Items listed in a dataset >>
[Start of Attachment]
PR #2528, opened 2022-05-04
fix(regexp-assemble): Fix parsing of relative paths

theseion:
Running the script with './' prefix produces a relative path, which the parser did not handle properly


RedXanadu (approved):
[End of Attachment]
Problem requirements >>
Every line of the data that holds "relative" should be counted, and only the total given.

Response to this task >>
2